Material provided Block Start

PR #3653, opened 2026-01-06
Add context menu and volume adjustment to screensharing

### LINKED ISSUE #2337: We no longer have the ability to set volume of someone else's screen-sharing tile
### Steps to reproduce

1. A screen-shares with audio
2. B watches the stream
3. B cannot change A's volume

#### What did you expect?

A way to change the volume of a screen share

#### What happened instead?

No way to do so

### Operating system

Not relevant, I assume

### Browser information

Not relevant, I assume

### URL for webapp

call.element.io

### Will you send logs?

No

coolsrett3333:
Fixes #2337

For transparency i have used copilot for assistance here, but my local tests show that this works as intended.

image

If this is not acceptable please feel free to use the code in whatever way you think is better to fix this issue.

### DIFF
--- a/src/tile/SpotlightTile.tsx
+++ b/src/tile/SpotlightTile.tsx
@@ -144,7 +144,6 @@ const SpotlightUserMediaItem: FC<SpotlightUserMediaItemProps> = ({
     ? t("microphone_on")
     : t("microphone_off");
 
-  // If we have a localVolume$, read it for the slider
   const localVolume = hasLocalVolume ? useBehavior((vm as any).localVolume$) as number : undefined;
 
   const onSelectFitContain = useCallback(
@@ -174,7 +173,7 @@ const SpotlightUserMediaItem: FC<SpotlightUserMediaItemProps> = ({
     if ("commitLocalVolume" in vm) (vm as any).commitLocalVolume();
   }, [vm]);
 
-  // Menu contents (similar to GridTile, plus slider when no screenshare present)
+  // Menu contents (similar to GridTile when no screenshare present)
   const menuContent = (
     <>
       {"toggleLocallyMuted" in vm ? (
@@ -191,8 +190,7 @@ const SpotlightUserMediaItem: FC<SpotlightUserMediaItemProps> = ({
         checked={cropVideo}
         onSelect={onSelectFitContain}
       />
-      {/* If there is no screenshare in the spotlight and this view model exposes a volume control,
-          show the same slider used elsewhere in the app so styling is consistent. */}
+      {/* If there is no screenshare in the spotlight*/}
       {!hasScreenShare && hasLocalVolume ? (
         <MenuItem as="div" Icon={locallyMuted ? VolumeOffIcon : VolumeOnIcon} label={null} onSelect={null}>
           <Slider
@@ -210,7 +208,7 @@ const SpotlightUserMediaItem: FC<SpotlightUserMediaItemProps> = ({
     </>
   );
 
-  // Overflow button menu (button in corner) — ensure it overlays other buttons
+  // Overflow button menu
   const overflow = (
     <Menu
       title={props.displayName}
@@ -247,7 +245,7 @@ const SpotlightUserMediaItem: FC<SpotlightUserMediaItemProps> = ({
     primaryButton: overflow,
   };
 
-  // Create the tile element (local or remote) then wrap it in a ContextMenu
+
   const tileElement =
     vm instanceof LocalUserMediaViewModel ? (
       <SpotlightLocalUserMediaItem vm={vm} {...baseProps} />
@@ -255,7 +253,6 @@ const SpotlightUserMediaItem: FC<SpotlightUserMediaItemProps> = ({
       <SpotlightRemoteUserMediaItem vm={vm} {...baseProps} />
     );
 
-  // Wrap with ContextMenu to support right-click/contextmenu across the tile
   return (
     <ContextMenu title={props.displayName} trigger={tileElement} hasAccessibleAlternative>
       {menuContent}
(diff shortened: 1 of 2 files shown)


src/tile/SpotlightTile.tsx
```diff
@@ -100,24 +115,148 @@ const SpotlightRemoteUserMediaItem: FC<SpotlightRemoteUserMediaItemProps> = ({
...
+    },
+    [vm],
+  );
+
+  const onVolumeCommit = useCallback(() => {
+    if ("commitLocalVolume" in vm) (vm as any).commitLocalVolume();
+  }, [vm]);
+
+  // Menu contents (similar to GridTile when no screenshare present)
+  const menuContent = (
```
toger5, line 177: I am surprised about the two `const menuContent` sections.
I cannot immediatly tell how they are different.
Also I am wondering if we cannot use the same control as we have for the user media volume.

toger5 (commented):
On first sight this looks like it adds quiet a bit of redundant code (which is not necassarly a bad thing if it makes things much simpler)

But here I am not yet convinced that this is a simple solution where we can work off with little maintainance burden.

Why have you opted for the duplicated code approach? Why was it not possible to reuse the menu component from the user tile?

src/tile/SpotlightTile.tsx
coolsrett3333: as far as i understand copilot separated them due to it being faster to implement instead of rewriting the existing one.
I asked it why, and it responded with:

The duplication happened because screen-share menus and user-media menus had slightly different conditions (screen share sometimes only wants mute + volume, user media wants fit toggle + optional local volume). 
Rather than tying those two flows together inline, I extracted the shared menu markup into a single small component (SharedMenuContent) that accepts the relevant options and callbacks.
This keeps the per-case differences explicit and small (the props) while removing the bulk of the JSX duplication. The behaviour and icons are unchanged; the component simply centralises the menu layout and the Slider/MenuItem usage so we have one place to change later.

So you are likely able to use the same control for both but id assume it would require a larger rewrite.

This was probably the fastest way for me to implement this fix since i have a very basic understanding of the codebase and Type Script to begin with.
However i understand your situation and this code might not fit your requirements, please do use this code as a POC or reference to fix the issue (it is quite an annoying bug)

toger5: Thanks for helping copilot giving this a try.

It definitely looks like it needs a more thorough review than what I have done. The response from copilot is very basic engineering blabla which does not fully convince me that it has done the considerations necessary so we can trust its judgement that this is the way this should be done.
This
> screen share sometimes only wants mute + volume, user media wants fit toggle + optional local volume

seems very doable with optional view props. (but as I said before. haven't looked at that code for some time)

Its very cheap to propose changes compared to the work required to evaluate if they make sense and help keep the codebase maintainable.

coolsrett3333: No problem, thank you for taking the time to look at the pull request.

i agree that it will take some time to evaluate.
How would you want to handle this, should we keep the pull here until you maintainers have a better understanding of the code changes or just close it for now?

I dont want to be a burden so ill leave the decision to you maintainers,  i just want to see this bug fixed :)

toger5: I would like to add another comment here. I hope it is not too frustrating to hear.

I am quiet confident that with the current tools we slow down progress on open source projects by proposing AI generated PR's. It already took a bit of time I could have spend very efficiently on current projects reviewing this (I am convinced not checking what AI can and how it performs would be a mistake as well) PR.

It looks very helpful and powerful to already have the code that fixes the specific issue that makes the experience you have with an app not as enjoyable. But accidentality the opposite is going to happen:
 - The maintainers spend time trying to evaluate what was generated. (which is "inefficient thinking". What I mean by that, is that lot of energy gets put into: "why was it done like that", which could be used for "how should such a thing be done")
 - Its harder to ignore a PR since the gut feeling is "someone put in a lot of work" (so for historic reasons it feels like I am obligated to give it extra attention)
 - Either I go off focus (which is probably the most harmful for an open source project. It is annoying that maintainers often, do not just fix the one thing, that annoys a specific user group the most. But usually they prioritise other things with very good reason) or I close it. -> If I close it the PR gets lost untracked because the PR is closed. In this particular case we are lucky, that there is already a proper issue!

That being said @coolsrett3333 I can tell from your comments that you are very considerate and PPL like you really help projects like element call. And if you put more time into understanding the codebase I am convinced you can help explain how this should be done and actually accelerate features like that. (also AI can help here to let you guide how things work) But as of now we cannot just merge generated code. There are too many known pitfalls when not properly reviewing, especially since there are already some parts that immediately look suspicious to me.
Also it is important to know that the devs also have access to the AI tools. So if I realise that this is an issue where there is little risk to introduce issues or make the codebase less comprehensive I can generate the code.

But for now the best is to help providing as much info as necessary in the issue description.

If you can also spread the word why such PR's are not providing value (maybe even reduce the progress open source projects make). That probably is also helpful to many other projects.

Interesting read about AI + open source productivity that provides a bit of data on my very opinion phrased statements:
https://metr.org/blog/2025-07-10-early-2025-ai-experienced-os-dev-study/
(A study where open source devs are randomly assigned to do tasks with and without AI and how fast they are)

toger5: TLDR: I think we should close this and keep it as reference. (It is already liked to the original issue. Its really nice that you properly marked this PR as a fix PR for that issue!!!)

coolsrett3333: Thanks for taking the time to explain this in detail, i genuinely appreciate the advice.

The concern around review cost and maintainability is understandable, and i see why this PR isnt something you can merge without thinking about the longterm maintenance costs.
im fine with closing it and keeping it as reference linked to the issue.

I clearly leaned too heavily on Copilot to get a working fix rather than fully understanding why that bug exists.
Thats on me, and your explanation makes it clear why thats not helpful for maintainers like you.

Material provided Block End
Material provided Block Start

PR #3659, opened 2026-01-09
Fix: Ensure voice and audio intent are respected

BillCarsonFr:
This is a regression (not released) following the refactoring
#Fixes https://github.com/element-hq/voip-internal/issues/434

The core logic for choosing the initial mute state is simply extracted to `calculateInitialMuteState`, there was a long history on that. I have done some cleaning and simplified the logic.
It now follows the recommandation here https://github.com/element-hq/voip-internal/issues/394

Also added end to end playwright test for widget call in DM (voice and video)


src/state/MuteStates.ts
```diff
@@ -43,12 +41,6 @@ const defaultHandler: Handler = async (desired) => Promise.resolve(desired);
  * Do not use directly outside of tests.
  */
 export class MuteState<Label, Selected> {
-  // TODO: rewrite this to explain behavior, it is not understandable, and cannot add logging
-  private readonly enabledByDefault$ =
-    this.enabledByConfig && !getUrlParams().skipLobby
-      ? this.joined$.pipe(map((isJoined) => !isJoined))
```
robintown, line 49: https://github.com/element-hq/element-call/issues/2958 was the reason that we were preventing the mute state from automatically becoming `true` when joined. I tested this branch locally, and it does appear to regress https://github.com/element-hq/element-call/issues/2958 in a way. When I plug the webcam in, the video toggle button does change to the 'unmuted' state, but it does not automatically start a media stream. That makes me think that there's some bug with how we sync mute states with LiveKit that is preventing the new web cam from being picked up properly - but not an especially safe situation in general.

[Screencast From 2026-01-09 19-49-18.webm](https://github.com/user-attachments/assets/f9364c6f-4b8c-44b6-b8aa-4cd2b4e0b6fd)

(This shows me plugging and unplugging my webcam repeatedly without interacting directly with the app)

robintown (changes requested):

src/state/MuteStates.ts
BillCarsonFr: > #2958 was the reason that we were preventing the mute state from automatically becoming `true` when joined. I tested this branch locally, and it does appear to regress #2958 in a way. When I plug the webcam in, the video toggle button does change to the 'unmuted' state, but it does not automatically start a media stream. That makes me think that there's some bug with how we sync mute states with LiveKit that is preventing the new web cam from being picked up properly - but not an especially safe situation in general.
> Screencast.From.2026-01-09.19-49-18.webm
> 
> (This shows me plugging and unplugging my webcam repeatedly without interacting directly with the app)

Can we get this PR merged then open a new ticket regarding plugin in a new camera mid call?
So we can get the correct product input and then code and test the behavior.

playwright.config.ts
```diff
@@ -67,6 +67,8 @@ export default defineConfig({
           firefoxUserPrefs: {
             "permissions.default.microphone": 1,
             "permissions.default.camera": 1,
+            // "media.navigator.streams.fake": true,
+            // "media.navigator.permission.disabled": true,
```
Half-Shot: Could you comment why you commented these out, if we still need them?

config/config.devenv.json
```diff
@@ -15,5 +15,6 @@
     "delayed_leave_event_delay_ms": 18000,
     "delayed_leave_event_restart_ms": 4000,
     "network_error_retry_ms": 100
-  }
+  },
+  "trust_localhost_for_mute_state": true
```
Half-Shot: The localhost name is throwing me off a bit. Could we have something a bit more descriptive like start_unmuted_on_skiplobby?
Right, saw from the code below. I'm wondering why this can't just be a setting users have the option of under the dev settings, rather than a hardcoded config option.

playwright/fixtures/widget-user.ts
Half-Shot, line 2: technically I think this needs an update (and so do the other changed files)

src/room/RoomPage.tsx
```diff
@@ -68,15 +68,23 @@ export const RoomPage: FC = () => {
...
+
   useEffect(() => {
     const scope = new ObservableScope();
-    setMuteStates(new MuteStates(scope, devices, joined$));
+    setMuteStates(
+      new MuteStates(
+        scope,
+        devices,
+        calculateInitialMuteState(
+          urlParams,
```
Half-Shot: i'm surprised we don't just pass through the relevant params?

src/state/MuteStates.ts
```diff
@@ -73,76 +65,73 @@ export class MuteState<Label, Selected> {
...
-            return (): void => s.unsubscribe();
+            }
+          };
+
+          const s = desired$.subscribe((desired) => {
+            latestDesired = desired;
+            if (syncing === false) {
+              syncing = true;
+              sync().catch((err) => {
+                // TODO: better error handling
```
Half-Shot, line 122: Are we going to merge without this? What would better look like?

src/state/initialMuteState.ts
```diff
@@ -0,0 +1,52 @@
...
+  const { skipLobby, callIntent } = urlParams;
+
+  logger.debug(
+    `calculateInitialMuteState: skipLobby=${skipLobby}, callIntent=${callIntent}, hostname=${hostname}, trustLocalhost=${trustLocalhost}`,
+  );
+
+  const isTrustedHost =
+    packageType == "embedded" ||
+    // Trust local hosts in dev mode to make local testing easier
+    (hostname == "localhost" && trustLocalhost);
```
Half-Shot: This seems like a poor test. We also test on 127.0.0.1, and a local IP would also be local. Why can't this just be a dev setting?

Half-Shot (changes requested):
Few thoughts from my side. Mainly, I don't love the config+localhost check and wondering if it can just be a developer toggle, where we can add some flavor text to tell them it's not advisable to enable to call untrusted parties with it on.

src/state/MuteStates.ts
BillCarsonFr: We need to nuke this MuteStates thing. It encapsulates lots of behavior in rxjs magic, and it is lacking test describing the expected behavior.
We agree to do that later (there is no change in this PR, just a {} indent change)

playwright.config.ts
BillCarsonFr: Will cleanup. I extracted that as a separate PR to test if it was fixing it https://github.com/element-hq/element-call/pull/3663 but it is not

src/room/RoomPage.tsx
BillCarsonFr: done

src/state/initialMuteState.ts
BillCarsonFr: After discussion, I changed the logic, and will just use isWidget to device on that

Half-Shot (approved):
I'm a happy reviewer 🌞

Material provided Block End

The task - Which lines above hold the string "agree"? Show each of them.

Your solution -
i agree that it will take some time to evaluate.
We agree to do that later (there is no change in this PR, just a {} indent change)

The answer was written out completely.